Find and copy every line in the records that includes the string "minusTwoLogUOne".

(Stored data entries)

▬▬▬

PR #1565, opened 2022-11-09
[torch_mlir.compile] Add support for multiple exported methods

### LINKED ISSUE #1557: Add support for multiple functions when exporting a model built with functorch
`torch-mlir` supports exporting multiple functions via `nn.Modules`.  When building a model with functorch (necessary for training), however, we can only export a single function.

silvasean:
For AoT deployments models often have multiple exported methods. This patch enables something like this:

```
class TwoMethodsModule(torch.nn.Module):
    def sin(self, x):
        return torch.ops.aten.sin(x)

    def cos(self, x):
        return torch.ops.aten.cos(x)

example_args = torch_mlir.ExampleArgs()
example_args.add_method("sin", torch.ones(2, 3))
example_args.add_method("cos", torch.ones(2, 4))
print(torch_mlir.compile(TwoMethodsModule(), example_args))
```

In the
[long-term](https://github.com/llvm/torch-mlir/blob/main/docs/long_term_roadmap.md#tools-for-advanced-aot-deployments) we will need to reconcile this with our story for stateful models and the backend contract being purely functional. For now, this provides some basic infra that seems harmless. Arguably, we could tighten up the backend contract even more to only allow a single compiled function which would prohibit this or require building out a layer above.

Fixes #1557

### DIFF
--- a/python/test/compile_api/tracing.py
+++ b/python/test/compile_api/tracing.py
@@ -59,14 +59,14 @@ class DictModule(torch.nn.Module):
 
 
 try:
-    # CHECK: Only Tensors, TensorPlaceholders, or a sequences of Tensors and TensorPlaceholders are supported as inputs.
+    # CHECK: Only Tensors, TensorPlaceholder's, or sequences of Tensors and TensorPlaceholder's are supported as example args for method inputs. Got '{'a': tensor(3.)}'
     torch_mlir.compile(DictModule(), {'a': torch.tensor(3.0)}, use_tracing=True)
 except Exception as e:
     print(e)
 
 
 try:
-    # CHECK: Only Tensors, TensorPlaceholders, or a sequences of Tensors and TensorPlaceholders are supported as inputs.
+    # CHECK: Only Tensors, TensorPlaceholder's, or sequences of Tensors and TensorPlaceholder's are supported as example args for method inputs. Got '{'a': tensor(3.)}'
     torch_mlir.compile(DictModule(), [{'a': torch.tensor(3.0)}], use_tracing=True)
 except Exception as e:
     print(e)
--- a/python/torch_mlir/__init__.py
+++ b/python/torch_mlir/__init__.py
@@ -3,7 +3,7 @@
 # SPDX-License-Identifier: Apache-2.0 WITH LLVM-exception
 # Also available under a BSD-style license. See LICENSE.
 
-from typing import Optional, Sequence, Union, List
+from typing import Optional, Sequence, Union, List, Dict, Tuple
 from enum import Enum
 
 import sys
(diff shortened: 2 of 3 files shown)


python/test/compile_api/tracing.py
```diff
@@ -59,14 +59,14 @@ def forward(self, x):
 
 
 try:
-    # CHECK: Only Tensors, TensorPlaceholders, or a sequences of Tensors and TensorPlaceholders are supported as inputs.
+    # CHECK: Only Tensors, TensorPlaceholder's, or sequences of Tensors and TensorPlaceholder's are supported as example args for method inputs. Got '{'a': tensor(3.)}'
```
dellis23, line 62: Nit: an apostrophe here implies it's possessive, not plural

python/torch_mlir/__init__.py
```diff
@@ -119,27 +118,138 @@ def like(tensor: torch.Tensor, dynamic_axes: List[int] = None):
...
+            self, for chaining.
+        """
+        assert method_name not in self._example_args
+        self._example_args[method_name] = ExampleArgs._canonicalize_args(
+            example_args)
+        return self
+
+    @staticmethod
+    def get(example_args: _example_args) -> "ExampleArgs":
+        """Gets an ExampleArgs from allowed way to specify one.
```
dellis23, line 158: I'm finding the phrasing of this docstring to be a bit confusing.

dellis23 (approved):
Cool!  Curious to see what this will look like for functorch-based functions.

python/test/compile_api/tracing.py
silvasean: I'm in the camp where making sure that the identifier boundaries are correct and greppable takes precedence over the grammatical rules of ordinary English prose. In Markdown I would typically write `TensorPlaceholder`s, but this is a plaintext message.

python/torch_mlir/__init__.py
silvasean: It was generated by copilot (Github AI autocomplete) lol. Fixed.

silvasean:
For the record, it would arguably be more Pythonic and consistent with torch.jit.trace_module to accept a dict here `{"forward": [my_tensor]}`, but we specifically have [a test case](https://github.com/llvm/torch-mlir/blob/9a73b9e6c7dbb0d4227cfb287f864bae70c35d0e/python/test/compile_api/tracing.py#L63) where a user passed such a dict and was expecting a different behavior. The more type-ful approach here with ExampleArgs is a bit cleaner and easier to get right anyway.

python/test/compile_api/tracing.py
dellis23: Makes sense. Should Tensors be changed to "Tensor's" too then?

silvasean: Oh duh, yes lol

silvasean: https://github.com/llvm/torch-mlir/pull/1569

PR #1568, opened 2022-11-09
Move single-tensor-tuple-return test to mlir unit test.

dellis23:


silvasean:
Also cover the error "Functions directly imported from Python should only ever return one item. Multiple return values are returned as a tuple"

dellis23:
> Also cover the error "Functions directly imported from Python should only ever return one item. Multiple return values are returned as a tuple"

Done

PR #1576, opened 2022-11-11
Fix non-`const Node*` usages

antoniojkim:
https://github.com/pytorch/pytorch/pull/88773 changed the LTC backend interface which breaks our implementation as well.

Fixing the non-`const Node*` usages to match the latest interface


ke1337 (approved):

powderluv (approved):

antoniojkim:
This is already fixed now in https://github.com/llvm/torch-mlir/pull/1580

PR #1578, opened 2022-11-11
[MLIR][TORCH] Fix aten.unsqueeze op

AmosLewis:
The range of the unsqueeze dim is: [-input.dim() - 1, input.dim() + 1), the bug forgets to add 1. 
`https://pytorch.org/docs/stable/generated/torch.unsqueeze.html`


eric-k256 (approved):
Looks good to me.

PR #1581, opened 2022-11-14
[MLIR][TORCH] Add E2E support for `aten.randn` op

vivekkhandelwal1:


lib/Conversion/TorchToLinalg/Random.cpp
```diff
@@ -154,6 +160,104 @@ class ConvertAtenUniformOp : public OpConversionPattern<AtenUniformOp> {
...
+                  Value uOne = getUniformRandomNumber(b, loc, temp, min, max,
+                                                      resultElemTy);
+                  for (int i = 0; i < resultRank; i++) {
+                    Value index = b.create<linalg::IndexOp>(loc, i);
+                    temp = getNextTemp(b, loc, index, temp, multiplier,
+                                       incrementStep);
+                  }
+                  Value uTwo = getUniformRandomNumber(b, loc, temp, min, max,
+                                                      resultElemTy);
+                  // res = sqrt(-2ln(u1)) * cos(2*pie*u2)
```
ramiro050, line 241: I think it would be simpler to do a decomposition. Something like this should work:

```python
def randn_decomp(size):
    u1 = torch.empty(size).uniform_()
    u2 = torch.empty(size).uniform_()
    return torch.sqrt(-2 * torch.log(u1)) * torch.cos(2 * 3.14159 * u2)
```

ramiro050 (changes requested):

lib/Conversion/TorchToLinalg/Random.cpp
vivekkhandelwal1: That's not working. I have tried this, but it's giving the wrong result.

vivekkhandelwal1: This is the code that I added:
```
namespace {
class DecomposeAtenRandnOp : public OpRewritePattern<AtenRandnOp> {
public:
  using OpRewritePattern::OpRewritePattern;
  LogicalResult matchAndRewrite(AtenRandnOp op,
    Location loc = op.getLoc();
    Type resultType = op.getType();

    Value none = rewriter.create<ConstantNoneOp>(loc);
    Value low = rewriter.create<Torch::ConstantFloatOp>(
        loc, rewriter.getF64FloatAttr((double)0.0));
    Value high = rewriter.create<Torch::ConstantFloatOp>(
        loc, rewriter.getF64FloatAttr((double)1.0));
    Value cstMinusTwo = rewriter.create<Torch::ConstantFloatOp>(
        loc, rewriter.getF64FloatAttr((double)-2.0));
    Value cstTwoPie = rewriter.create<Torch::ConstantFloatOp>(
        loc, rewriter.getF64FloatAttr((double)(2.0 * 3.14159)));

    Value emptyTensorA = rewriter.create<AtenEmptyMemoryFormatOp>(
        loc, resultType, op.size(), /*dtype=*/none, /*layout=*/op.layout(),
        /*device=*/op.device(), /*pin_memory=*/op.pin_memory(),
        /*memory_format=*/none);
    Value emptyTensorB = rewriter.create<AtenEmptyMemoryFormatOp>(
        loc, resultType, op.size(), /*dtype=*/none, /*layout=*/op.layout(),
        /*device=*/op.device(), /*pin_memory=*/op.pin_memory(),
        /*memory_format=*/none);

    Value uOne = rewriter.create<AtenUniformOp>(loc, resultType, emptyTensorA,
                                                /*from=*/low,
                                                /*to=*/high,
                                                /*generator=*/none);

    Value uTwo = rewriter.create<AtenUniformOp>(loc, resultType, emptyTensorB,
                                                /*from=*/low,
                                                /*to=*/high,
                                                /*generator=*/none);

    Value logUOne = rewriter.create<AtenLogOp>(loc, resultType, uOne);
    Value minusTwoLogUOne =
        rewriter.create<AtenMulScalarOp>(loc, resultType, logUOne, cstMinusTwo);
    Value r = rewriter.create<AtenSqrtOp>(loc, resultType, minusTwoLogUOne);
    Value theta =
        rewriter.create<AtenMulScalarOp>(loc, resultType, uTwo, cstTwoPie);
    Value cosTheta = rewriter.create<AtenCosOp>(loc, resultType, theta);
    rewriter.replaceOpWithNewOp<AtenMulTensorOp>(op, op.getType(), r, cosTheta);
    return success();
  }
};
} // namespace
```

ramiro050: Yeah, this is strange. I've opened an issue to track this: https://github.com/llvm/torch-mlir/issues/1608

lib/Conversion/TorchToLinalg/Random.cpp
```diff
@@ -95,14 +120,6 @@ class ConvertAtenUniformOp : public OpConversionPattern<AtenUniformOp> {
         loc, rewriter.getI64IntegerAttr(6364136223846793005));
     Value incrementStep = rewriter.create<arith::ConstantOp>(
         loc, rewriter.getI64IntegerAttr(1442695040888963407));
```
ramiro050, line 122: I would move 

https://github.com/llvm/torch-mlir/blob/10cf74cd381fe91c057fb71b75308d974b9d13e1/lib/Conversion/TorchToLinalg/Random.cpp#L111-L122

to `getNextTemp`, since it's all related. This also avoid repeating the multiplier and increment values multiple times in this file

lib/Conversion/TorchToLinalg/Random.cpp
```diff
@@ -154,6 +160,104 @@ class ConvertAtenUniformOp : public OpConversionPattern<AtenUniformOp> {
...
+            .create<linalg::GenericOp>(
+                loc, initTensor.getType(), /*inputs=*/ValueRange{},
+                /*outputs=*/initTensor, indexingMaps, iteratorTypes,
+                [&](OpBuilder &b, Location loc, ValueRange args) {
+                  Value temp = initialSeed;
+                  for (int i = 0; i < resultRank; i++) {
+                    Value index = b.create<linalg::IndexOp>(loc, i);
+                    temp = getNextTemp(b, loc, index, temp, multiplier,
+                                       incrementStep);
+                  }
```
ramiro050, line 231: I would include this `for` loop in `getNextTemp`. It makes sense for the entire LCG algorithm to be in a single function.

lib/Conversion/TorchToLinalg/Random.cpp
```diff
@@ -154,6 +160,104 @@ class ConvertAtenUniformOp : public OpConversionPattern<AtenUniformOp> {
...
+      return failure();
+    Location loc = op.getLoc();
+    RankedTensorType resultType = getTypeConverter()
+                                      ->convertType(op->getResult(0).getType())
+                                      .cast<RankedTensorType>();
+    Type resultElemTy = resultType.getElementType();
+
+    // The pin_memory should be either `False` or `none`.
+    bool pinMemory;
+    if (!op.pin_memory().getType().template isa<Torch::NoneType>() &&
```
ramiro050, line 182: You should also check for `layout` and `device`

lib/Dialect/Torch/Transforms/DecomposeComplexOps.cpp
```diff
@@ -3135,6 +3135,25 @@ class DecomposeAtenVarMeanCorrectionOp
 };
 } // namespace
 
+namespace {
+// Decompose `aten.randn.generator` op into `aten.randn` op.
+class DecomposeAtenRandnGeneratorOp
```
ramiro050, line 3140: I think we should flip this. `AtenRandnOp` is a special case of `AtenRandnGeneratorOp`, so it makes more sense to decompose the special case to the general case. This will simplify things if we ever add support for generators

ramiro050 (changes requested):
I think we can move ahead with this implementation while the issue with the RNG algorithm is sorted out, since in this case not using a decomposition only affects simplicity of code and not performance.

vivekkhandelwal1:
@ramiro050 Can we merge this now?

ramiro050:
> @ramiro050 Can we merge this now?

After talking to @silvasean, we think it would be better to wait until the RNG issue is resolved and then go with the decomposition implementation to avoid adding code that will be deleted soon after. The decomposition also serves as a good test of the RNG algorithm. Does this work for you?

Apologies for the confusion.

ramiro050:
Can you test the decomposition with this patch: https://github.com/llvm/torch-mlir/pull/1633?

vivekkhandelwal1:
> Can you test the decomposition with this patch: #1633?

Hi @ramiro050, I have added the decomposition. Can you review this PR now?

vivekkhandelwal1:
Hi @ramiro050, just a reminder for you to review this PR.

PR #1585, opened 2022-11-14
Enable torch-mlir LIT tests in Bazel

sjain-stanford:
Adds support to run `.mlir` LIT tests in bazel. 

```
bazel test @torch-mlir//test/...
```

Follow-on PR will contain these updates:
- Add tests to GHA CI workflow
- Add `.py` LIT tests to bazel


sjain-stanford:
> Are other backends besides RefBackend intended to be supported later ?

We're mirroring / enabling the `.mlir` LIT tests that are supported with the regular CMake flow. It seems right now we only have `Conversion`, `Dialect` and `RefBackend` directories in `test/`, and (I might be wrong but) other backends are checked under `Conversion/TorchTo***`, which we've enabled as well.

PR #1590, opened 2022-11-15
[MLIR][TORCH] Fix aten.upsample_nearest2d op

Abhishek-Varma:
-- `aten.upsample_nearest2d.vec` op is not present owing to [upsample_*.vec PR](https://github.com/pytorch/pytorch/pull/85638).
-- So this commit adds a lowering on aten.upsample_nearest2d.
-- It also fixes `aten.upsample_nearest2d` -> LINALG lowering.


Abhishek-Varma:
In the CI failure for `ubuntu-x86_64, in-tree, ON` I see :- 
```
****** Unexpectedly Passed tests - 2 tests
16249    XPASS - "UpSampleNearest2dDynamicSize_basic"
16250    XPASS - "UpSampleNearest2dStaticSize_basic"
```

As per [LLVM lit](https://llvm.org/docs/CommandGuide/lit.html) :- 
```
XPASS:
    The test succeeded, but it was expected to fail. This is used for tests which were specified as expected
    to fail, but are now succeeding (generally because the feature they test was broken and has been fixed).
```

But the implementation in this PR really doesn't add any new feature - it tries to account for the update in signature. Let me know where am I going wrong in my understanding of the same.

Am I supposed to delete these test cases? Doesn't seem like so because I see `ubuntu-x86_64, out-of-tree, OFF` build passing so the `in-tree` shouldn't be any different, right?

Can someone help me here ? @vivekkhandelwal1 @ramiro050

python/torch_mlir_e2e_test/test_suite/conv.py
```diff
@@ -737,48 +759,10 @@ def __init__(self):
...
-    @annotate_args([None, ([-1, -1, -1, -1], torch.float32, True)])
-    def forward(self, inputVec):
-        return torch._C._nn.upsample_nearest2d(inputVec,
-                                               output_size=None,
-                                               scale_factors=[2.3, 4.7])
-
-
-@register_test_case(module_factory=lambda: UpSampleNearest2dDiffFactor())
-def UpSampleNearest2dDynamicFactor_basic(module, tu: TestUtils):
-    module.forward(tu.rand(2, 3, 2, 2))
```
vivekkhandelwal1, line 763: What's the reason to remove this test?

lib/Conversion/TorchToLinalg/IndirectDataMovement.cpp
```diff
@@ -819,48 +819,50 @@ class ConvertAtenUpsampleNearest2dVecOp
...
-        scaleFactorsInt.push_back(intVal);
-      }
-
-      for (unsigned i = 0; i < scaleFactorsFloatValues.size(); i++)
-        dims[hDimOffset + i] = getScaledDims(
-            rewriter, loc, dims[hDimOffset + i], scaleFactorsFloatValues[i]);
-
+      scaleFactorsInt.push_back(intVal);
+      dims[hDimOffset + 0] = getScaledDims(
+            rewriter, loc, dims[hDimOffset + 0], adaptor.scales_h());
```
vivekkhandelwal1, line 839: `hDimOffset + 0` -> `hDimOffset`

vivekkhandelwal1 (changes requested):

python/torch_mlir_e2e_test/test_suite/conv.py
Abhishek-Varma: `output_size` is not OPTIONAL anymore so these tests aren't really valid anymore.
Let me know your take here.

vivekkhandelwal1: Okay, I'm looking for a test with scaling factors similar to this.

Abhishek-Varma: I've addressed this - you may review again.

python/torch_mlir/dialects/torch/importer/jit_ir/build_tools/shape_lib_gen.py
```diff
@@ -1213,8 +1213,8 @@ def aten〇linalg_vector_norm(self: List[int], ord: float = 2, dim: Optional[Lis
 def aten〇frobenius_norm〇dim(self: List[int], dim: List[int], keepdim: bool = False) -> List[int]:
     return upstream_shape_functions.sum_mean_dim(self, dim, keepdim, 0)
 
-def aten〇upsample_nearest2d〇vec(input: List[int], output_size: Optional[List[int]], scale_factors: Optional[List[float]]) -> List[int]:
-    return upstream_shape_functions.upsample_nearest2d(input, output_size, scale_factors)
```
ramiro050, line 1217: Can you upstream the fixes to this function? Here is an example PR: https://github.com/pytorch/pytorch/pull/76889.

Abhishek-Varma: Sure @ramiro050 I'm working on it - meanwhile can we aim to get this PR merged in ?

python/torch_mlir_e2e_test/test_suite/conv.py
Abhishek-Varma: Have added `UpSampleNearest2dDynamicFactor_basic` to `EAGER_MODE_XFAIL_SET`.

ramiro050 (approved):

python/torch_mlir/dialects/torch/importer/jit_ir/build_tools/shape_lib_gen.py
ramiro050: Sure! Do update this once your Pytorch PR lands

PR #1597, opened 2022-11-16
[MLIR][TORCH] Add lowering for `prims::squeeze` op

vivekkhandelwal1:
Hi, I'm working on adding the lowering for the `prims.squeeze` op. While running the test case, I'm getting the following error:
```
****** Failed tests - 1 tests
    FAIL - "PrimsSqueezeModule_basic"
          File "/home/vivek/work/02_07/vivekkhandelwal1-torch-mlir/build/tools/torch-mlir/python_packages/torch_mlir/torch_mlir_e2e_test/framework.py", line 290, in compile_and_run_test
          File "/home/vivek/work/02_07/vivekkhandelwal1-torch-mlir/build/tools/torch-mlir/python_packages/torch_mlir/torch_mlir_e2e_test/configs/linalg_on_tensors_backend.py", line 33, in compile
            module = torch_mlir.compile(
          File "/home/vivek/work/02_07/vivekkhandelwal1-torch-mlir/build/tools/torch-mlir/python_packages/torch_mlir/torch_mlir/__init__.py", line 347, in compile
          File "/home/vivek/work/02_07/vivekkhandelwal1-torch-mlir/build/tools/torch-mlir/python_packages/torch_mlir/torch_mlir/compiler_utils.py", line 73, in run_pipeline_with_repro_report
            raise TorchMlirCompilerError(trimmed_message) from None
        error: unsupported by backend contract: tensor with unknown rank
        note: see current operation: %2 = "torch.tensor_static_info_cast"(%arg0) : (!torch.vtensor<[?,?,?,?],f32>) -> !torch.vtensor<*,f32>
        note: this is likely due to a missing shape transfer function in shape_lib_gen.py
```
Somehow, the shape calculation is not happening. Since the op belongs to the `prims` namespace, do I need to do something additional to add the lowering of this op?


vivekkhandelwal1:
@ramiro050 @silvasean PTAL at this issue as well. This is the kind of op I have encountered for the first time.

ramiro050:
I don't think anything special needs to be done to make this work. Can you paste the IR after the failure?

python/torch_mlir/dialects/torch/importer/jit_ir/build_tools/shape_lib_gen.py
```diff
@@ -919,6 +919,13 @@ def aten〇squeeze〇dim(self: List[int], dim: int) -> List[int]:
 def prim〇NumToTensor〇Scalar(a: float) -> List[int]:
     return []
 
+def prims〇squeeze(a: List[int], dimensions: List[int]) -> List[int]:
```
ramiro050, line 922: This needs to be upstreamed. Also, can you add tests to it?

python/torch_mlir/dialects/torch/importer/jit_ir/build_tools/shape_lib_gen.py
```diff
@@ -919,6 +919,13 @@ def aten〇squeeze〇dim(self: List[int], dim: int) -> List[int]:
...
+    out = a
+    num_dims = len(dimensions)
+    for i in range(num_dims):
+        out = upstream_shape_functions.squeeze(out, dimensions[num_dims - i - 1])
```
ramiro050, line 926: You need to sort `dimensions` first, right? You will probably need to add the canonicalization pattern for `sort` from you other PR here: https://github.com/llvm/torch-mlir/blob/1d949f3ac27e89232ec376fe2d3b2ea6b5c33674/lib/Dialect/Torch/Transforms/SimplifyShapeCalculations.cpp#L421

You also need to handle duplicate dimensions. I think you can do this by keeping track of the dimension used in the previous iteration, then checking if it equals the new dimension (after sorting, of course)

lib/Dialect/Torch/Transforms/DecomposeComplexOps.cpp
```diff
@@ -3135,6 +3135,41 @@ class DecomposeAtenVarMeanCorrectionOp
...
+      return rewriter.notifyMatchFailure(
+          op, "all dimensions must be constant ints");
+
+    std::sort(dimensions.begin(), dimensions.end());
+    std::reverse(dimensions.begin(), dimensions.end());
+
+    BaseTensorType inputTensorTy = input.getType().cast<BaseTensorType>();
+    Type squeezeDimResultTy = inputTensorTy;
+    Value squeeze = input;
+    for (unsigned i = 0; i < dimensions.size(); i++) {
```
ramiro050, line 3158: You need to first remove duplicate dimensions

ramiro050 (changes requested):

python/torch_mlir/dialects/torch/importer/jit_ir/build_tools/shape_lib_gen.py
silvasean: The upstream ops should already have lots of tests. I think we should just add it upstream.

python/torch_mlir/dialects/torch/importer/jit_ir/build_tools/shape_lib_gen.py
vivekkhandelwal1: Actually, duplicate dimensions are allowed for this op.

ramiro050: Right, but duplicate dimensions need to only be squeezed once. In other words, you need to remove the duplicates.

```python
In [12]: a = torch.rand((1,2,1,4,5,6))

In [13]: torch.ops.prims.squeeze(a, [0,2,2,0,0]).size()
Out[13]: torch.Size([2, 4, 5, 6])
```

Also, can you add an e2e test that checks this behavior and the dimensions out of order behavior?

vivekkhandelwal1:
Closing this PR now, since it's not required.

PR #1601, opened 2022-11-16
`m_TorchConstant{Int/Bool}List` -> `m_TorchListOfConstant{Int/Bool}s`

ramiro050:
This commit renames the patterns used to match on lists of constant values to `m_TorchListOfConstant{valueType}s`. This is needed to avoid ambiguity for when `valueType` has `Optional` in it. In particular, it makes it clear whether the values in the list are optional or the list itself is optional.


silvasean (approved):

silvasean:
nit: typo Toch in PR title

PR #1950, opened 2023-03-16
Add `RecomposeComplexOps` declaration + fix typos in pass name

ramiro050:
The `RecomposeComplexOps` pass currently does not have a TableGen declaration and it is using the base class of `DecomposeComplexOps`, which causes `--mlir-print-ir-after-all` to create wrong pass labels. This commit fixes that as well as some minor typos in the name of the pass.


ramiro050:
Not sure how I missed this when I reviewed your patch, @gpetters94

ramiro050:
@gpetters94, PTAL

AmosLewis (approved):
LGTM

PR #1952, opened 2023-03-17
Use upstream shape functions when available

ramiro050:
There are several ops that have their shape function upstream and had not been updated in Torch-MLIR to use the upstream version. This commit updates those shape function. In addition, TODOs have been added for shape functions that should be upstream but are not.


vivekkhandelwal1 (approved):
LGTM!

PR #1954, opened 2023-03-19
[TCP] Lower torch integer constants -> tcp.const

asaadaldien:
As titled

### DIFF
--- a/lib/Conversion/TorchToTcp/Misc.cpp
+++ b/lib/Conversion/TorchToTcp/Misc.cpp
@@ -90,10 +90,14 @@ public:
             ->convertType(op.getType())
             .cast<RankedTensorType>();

▬▬▬

▸ **The answer**:
    Value minusTwoLogUOne =
    Value r = rewriter.create<AtenSqrtOp>(loc, resultType, minusTwoLogUOne);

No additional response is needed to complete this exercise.